In clinical IVF, management of the menstrual cycle (termed, controlled ovarian hyperstimulation) typically involves downregulation of endogenous gonadotropin production followed by the administration of gonadotropins (FSH, LH) at supraphysiological levels to stimulate the growth of multiple follicles, with ovulation induction initiated when follicles are deemed fully developed. It is commonly believed that the frequency of meiotically immature oocytes, mature oocytes (metaphase II, MII) with developmentally lethal aneuploidies, and a large proportion of developmentally incompetent embryos with major chromosomal defects, is increased with ovarian hyperstimulation when compared to levels observed in natural (mono-ovulatory) cycles. While this increase is usually attributed to adverse intrafollicular physiology or biochemistry associated with exogenous stimulation, the identification of defects in specific molecular processes or signaling pathways that adversely compromise developmental competence has remained elusive (for reviews: Van Blerkom and Trout, 2007, Van Blerkom, 2009a, Van Blerkom, in press).

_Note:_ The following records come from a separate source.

Issue #766, opened 2018-04-06
Do not throw on processors


JorgeCastilloPrz:
Some processors are throwing errors instead of using the messager for that. Ideallly they should use the messager which we're already using on different parts. Explanations [here](https://github.com/arrow-kt/arrow/pull/747#discussion_r179699753)

nomisRev:
Actually, in [AbstractProcessor](https://github.com/arrow-kt/arrow/blob/master/modules/core/arrow-annotations-processor/src/main/java/arrow/common/utils/AbstractProcessor.kt) we catch `KnownException` and use the messager.

Still not ideal but better than not using it I guess. I was looking into how we could offer better error messages but this requires quite some changes.

i.e. `@autofold` for an untyped `Maybe`

```kotlin
sealed class Maybe
data class Just<B>(val b: B): Maybe()
object Nothing: Maybe()
```

You would want an error message like.

```
@autofold cannot create a fold method for sealed class Maybe
sealed class Maybe
                                 ^ contains less generic information than a variant 

is Just<A> -> just(this)
              ^  Cannot check for an instance of an erased type: Just<A>
```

The development of selection schemes to identify competent human oocytes and embryos has been a common theme in IVF research since it was first introduced for infertility treatment over 30 years ago, and until recently, morphological characteristics of embryo performance in vitro have been the primary determinants. More recently, various types of high-resolution spectrophometric methods that provide a molecular profile of the follicular fluid to which the oocyte is exposed prior to ovulation, and molecular signatures of metabolites in spent embryo culture medium, have been introduced as potential noninvasive means for competence assessment. However, the power of these analytical methods has yet to be demonstrated by significant improvements in outcome (Van Blerkom, in press). The need for a more detailed understanding of the etiologies of maturation and fertilization failure for the oocyte, and early demise for the embryo is not merely one of academic curiosity. Indeed, it has become a necessity in some counties owing to legal limitations on the number of oocytes that can be inseminated and embryos returned to the patient, and in some instances, the stage of embryogenesis at which transfers can be performed (Benagiano and Gianaroli, 2004, Gerris and DeSutter, 2009). Where no legal mandates exist, many IVF programs have imposed similar limits on embryo transfers. These limitations are part of a collective, worldwide consensus in the clinical IVF field that the potential for higher order gestations has to be reduced. One of the foremost trends in this regard has been a transition from the transfer of multiple preimplantation stage embryos to the replacement of a single embryo. However, morphological, behavioral and biochemical characteristics can be of limited predictive value even when culture is extended, as evidenced by multiple gestations with embryos characterized as stage-inappropriate at the time of transfer, or where performance in vitro was considered suboptimal and likely inconsistent with an ongoing pregnancy. The limited predictive value of current competence assessments has stimulated new avenues of investigation based on the cell biology of the human oocyte and its relationship to the heterogeneous developmental ability of the human embryo. It is in this context that mitochondria have emerged as a major focus of research.